_Work instructions:_ If a line in the data holds "approved", copy that line out in full.

BEGIN Data records

Issue #297, opened 2024-05-25
feat(cluster): Add support for TimescaleDB


itay-grudev:
After the following PRs get merged in the official TimescaleDB's HA docker container: 
* timescale/timescaledb-docker-ha/pull/442
* timescale/timescaledb-docker-ha/pull/459

and with the introduction of the `ImageCatalog` feature it's now possible to run TimescaleDB in CloudNativePG.

There is some code for that already added in the chart, but there are a lot of crucial components missing.

Depends on:
#276

PR #277, opened 2024-05-03
feat(cluster): Add ability to specify imageCatalogRef for Cluster resource

paraddise:
Issue - https://github.com/cloudnative-pg/charts/issues/276

Issue #276, opened 2024-05-02
feat(cluster): Add support for ImageCatalog


paraddise:
We already have cloudnative-pg 0.21.2 chart with operator version 1.23.1, in 1.23 added support or ImageCatalog, we need to specify this in cluster chart.

PR #306, opened 2024-05-30
feat( cluster ): cluster.imageCatalogRef; ImageCatalog support; TimescaleDB support

itay-grudev:
* Added support for `cluster.imageCatalogRef` (@paraddise)
* Added support for custom image catalogs via: `imageCatalog`
* Added support for the official TimescaleDB docker image via an embedded ImageCatalog

There is a bit of complication and checks, when using TimescaleDB, because the default `UID` and `GID` need to be set to `1000`, when using the [`timescaledb-ha`](https://github.com/timescale/timescaledb-docker-ha) docker image.

This PR adds the following new field `version` that allows you to select the major PostgreSQL version, as well as TimescaleDB and PostGIS versions:

```yaml
version:
  # -- PostgreSQL major version to use
  postgresql: "16"
  # -- If using TimescaleDB, specify the version
  timescaledb: "2.15"
  # -- If using PostGIS, specify the version
  postgis: "3.4"
```

P.S. The PR intentionally doesn't use the official `ClusterImageCatalog`s for backwards compatibility and instead sets `cluster.imageName`.

Closes: #276 
Closes: #297
Closes: #277


paraddise (approved):

jaredbischof (approved):
I've tested and validated the TimescaleDB deployment in five different Kubernetes environments.

charts/cluster/templates/_helpers.tpl
```diff
@@ -51,6 +51,20 @@ app.kubernetes.io/instance: {{ .Release.Name }}
 app.kubernetes.io/part-of: cloudnative-pg
 {{- end }}
 
+{{/*
+Whether we need to use TimescaleDB defualts
```
phisco, line 55:
```suggestion
Whether we need to use TimescaleDB defaults
```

END Data records

_Reply to the exercise:_
paraddise (approved):
jaredbischof (approved):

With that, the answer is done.